(Records contained in a dataset)
>>>>>
PR #62, opened 2024-10-02
feat: get current user

ross-barrett:


nominal/core.py
```diff
@@ -44,6 +45,13 @@
 ]
 
 
+@dataclass(frozen=True)
+class NominalUser:
```
alkasm, line 49:
```suggestion
class User:
```

nominal/nominal.py
```diff
@@ -10,7 +10,7 @@
 
 from . import ts
 from ._utils import FileType, FileTypes, deprecate_keyword_argument, reader_writer
-from .core import Attachment, Dataset, LogSet, NominalClient, Run, Video, poll_until_ingestion_completed
+from .core import Attachment, Dataset, LogSet, NominalClient, NominalUser, Run, Video, poll_until_ingestion_completed
```
alkasm, line 13:
```suggestion
from .core import Attachment, Dataset, LogSet, NominalClient, User, Run, Video, poll_until_ingestion_completed
```

nominal/nominal.py
```diff
@@ -48,6 +48,12 @@ def get_default_client() -> NominalClient:
     return _get_or_create_connection(_global_base_url, token)
 
 
+def get_user() -> NominalUser:
```
alkasm, line 51:
```suggestion
def get_user() -> User:
```

nominal/nominal.py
<<<<<
— Exercise description —
Reproduce all the entries above. Match them exactly.

— Output below —
PR #62, opened 2024-10-02
feat: get current user

ross-barrett:


nominal/core.py
```diff
@@ -44,6 +45,13 @@
 ]
 
 
+@dataclass(frozen=True)
+class NominalUser:
```
alkasm, line 49:
```suggestion
class User:
```

nominal/nominal.py
```diff
@@ -10,7 +10,7 @@
 
 from . import ts
 from ._utils import FileType, FileTypes, deprecate_keyword_argument, reader_writer
-from .core import Attachment, Dataset, LogSet, NominalClient, Run, Video, poll_until_ingestion_completed
+from .core import Attachment, Dataset, LogSet, NominalClient, NominalUser, Run, Video, poll_until_ingestion_completed
```
alkasm, line 13:
```suggestion
from .core import Attachment, Dataset, LogSet, NominalClient, User, Run, Video, poll_until_ingestion_completed
```

nominal/nominal.py
```diff
@@ -48,6 +48,12 @@ def get_default_client() -> NominalClient:
     return _get_or_create_connection(_global_base_url, token)
 
 
+def get_user() -> NominalUser:
```
alkasm, line 51:
```suggestion
def get_user() -> User:
```

nominal/nominal.py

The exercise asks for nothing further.